From the entries below, please output exactly the lines starting at the one containing "But first I" and ending at the one containing "that the texture", both included.

### [SUPPLIED RECORDS]
- - - -

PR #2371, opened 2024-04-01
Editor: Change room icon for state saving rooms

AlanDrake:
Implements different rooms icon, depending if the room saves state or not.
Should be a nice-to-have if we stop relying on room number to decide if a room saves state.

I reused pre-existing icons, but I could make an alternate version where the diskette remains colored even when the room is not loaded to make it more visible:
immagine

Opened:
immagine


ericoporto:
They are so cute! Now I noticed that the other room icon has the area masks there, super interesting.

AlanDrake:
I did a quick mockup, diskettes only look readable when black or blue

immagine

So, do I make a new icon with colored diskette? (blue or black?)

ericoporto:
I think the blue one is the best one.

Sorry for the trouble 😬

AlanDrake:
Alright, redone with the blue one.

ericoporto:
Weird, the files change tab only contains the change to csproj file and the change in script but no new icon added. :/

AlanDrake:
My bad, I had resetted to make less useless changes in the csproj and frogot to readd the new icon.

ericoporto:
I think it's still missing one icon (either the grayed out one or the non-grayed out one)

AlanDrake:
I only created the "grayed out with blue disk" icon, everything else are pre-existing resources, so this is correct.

- - - -

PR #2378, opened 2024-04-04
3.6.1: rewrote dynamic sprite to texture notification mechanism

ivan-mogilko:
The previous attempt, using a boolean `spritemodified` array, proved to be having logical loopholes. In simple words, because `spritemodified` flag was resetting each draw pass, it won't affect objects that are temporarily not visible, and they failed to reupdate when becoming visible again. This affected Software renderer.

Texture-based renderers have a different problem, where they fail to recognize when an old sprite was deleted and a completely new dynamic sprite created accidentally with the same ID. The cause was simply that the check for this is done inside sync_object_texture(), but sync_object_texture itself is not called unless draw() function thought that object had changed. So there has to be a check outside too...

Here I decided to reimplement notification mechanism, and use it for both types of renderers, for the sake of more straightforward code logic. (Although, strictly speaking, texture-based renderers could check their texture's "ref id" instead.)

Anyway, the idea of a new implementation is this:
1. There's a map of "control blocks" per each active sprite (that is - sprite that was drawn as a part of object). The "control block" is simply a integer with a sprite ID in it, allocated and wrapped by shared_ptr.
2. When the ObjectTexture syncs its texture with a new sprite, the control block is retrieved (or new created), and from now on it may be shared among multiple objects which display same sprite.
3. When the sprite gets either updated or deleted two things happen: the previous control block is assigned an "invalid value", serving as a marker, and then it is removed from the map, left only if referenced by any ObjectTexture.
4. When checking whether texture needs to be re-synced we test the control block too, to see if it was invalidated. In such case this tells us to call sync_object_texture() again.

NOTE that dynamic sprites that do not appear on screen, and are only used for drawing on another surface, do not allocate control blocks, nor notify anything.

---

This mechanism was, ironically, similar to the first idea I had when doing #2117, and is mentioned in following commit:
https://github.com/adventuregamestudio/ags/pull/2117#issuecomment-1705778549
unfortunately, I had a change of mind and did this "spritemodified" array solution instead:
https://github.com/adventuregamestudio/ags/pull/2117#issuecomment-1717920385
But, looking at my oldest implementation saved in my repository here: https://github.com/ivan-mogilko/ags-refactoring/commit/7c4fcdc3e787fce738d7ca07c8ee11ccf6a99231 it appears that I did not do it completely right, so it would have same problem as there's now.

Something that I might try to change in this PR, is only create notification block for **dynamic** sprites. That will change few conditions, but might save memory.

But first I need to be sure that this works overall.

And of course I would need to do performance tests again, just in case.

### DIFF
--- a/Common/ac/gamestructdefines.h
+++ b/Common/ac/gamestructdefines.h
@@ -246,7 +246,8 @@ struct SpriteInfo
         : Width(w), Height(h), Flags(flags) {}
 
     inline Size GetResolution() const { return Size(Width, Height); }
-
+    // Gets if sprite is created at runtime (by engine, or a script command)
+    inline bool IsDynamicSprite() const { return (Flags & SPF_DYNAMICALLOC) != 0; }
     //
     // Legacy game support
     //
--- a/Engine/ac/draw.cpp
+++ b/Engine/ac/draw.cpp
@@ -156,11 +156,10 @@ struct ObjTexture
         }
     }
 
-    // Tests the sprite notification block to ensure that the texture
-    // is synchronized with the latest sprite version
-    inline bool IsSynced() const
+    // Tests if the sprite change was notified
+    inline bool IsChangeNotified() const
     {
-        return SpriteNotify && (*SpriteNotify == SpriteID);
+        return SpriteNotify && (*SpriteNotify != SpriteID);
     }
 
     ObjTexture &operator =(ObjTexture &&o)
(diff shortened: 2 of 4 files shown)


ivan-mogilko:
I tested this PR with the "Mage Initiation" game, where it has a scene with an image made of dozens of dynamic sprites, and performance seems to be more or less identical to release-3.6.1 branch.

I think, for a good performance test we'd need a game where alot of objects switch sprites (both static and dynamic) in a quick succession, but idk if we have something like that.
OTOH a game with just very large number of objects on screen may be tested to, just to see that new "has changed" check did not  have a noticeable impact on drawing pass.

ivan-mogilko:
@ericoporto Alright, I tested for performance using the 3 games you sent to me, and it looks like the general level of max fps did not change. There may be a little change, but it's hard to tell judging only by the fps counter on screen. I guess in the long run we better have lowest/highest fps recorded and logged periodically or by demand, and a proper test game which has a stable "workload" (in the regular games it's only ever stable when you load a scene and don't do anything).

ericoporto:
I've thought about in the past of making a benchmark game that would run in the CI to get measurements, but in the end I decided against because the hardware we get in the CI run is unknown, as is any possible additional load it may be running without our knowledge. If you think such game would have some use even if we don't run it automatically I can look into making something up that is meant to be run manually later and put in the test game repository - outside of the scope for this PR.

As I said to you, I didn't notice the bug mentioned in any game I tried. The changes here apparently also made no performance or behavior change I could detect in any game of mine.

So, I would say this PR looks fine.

- - - -

### [ANSWER TO THIS PROBLEM]
But first I need to be sure that this works overall.

And of course I would need to do performance tests again, just in case.

### DIFF
--- a/Common/ac/gamestructdefines.h
+++ b/Common/ac/gamestructdefines.h
@@ -246,7 +246,8 @@ struct SpriteInfo
         : Width(w), Height(h), Flags(flags) {}
 
     inline Size GetResolution() const { return Size(Width, Height); }
-
+    // Gets if sprite is created at runtime (by engine, or a script command)
+    inline bool IsDynamicSprite() const { return (Flags & SPF_DYNAMICALLOC) != 0; }
     //
     // Legacy game support
     //
--- a/Engine/ac/draw.cpp
+++ b/Engine/ac/draw.cpp
@@ -156,11 +156,10 @@ struct ObjTexture
         }
     }
 
-    // Tests the sprite notification block to ensure that the texture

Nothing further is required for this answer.